A catapult on a level field tosses a 3 -kg stone a horizontal distance of \(100 \mathrm{~m}\). A second 3 -kg stone tossed in an identical fashion breaks apart in the air into 2 pieces, one with a mass of \(1 \mathrm{~kg}\) and one with a mass of \(2 \mathrm{~kg} .\) Both of the pieces hit the ground at the same time. If the 1 -kg piece lands a distance of \(180 \mathrm{~m}\) away from the catapult, how far away from the catapult does the 2 -kg piece land? Ignore air resistance. a) \(20 \mathrm{~m}\) c) \(100 \mathrm{~m}\) e) \(180 \mathrm{~m}\) b) \(60 \mathrm{~m}\) d) \(120 \mathrm{~m}\)

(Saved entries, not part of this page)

PR #6012, opened 2025-05-15
Improve how pruning estimates how much of a table will be removed

lutter:
Pruning can use one of two strategies to get rid of unneeded rows in a table: deleting or rebuilding. Rebuilding is better when we remove more than 50% of a table, otherwise, deletion should be used.

Currently, we estimate how much of a table will be removed by looking at the percentage of historical blocks we prune weighted by the ratio of entity versions to entities. This basically assumes that entity changes are very evenly distributed across blocks. In practice, this leads to serious overestimation of how much of a table will be removed. In one case, the estimate was that 58% of a table would be removed, when in reality only 2% of the table would be removed.

With this change, we use database statistics to improve the estimates which reflect reality much more closely.

### DIFF
--- a/graph/src/components/store/mod.rs
+++ b/graph/src/components/store/mod.rs
@@ -1099,11 +1099,22 @@ impl PruneRequest {
             return None;
         }
 
-        // Estimate how much data we will throw away; we assume that
-        // entity versions are distributed evenly across all blocks so
-        // that `history_pct` will tell us how much of that data pruning
-        // will remove.
-        let removal_ratio = self.history_pct(stats) * (1.0 - stats.ratio);
+        let removal_ratio = if stats.block_range_upper.is_empty()
+            || ENV_VARS.store.prune_disable_range_bound_estimation
+        {
+            // Estimate how much data we will throw away; we assume that
+            // entity versions are distributed evenly across all blocks so
+            // that `history_pct` will tell us how much of that data pruning
+            // will remove.
+            self.history_pct(stats) * (1.0 - stats.ratio)
+        } else {
+            // This estimate is more accurate than the one above since it
+            // does not assume anything about the distribution of entities
+            // and versions but uses the estimates from Postgres statistics.
+            // Of course, we can only use it if we have statistics
+            self.remove_pct_from_bounds(stats)
+        };
+
         if removal_ratio >= self.rebuild_threshold {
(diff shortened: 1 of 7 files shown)


graph/src/components/store/mod.rs
```diff
@@ -928,6 +928,14 @@ pub struct VersionStats {
     pub ratio: f64,
     /// The last block to which this table was pruned
     pub last_pruned_block: Option<BlockNumber>,
+    /// Histograms for the lower and upper bounds of the block ranges in
+    /// this table. Each histogram bucket contains roughly the same number
+    /// of rows; values might be repeated to achieve that. The vectors are
+    /// empty if the table hasn't been analyzed, the subgraph is stored in
+    /// Postgres version 16 or lower, or if the table doesn't have a
+    /// block_range column.
+    pub block_range_lower: Vec<BlockNumber>,
```
zorancv, line 937: Do we need this?

lutter: No, it's not used, I just included it for symmetry; but maybe we just leave it out for now

zorancv: Looking more into it, I would actually like to have the ratio calculated from `remove_pct_from_bounds()` stored here rather than the raw vectors. The `VersionStats` entities are also kept as slice/vector, so the compound structure can potentially grow significantly... The same concern applies to the `block_range_histogram()` and the result that is a vector of vectors, I'd rather have one request per table there.

zorancv (approved):
Voiced a single concern which I can't judge how relevant it is. Other than that the improvement of PR seems to be really good and important.

graph/src/components/store/mod.rs
lutter: I removed the `block_range_lower` field - there's no point in hanging on to it if we don't use it.

As for storing just the `remove_pct_from_bounds`, that gets a little awkward since we'd need to thread the earliest block all the way into `Catalog::stats`. I don't think these arrays will cause a big headache - they will contain as many entries as the stats target for the underlying table is set to, which defaults to 100, and I've never seen anybody set it to more than 1000, so in general those arrays will take ~ 800 bytes but might take up to 8k bytes per table.

zorancv: Few KB is nothing. I would not be concerned even with a few MB (multiplied with a single-double digit number of tables).

PR #6025, opened 2025-05-21
Speed up appending changes to a batch

lutter:
When we finish processing a block, we put all the changes into a `Batch`; that batch in turn is then added to the write queue where it might be combined with already existing batches for earlier blocks. An important aspect of speeding up writes is that block ranges for entities that have changes in several batches in the queue are properly closed before changes are written to the database, making it unnecessary to do that with much slower SQL queries.

The way this was done inside the `Batch` was fairly slow: we kept all changes for entities of a given type in a list, and when we needed to add a new change, we would search the entire list to find the last change for the same entity so we could manipulate the block range of that appropriately.

With this change, we keep a hash map from entity id to most recent change so that looking up those changes doesn't require traversing a list anymore.

The speedup can be seen with the `append_row` example. For example, which is fairly realistic,
```
GRAPH_STORE_WRITE_BATCH_MEMOIZE=false cargo run --release --example append_row -- --ids 4000 -r 9000
```
reports a time of about 110ms to construct the batch, whereas running the same with `GRAPH_STORE_WRITE_BATCH_MEMOIZE=true` takes only about 1.8ms.

### DIFF
--- a/graph/examples/append_row.rs
+++ b/graph/examples/append_row.rs
@@ -1,0 +1,123 @@
+use std::{collections::HashSet, sync::Arc, time::Instant};
+
+use anyhow::anyhow;
+use clap::Parser;
+use graph::{
+    components::store::write::{EntityModification, RowGroupForPerfTest as RowGroup},
+    data::{
+        store::{Id, Value},
+        subgraph::DeploymentHash,
+        value::Word,
+    },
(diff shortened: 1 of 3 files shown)


zorancv (approved):
Very nice!

PR #6031, opened 2025-05-22
Allow caching of IPFS files in file system

lutter:
This change adds a variable `GRAPH_IPFS_CACHE_LOCATION`, which, when set, needs to point at a directory writable by `graph-node`. All files that `graph-node` will fetch from IPFS will be cached in that directory so that subsequent requests to fetch these files, e.g., after a restart, will use those cached files rather than issuing another IPFS request.

Caching files has obvious security implications in that it is possible to modify files in the cache, and thereby change a subgraph. In other words, the cache needs to be in a trusted location with restricted access.

### DIFF
--- a/graph/src/ipfs/cache.rs
+++ b/graph/src/ipfs/cache.rs
@@ -10,13 +10,68 @@ use bytes::Bytes;
 use graph_derive::CheapClone;
 use lru_time_cache::LruCache;
 use object_store::{local::LocalFileSystem, path::Path, ObjectStore};
-use slog::{warn, Logger};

The given values are: 1. Mass of the first stone: 3 kg 2. Mass of the broken pieces: 1 kg and 2 kg 3. Landing distance for the unbroken stone: 100 m 4. Landing distance for the 1 kg piece: 180 m Note that the final velocity of the 2 kg piece is the same in the x and y components as the velocity of the 1 kg piece, since they both hit the ground at the same time.

Since momentum is conserved, we can write: Initial momentum (before breaking) = Final momentum (after breaking) Let's denote the velocities of the two broken pieces as: \(v_1\) - velocity of 1 kg piece \(v_2\) - velocity of 2 kg piece The initial momentum (3 kg stone) can be found by using the range equation for projectile motion: \(v_{initial} = \frac{100 \mathrm{~m} \cdot g}{v_{vertical}}\) The vertical component of velocity will cancel out due to the stone's parabolic nature. Therefore: \(M_initial \cdot v_{initial}=M_1 \cdot v_1 + M_2 \cdot v_2\)

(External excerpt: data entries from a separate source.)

PR #6032, opened 2025-05-26
graph: Log the path we are accessing in IPFS errors

lutter:


isum (approved):

isum:
These changes will be replaced by PR #6058, which adds more context to the error logs

PR #6042, opened 2025-05-29
chain/ethereum: Use the log_index as the transaction_log_index

lutter:
This reverts an inadvertent change that was introduced in PR https://github.com/graphprotocol/graph-node/pull/5867


fordN (approved):
LGTM! 👍

PR #6053, opened 2025-06-05
runtime: Use interior mutability in AscHeapCtx

lutter:


mangas (approved):

runtime/wasm/src/module/mod.rs
```diff
@@ -154,19 +168,15 @@ pub struct AscHeapCtx {
     // is zeroed when initialized or grown.
     memory: Memory,
 
-    // First free byte in the current arena. Set on the first call to `raw_new`.
-    arena_start_ptr: i32,
-
-    // Number of free bytes starting from `arena_start_ptr`.
-    arena_free_size: i32,
+    arena: Mutex<Arena>,
```
incrypto32: I feel like the mutex is not required here, there is no concurrent access to the arena since everything is sequential, and we'd have the locking overhead in such a hot codepath. I can see that without it the compiler would complain about ownership issues. Maybe a RefCell would be better here?

lutter: Nice catch! I just updated it to use a RefCell. The main reason for all this is that we want to mutate the `arena` without passing a `&mut AscHeapCtx` around everywhere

Since both broken pieces hit the ground at the same time, they have the same horizontal velocity. Let's denote the horizontal velocity as \(v_{horizontal}\). We can find \(v_1\) by using the range equation again: \(v_1 = \frac{180 \mathrm{~m} \cdot g}{v_{vertical}}\) Now we can plug this back into the momentum conservation equation: \(3 \cdot v_{initial} = 1 \cdot v_1 + 2 \cdot v_2\) Using the range equations: \(3 \cdot \frac{100 \mathrm{~m} \cdot g}{v_{vertical}} = 1 \cdot \frac{180 \mathrm{~m} \cdot g}{v_{vertical}} + 2 \cdot v_2\) Cancel out the \(g\) and \(v_{vertical}\), and we get: \(3 \cdot 100 = 180 + 2 \cdot v_2\)

After calculating the velocity of the 2 kg piece from the above equation, we can use the range equation again to find the distance it travels: \(v_2 = \frac{3\cdot100 - 180}{2} = 60\) Finally, using the range equation: \(distance_{2kg} = \frac{v_2 \cdot v_{vertical}}{g} = \frac{60 \mathrm{~m} \cdot v_{vertical}}{g}\) Since the proportion is consistent, we can set this equal to: \(100 \mathrm{~m} = \frac{v_{initial} \cdot v_{vertical}}{g}\) Solve for \(distance_{2kg}\): \(\frac{60 \mathrm{~m} \cdot v_{vertical}}{g} = \frac{v_{initial} \cdot v_{vertical}}{100} \Rightarrow distance_{2kg} = 60 \mathrm{~m}\) The 2 kg piece lands at a distance of 60 meters from the catapult. The correct answer is (b) \(60 \mathrm{~m}\).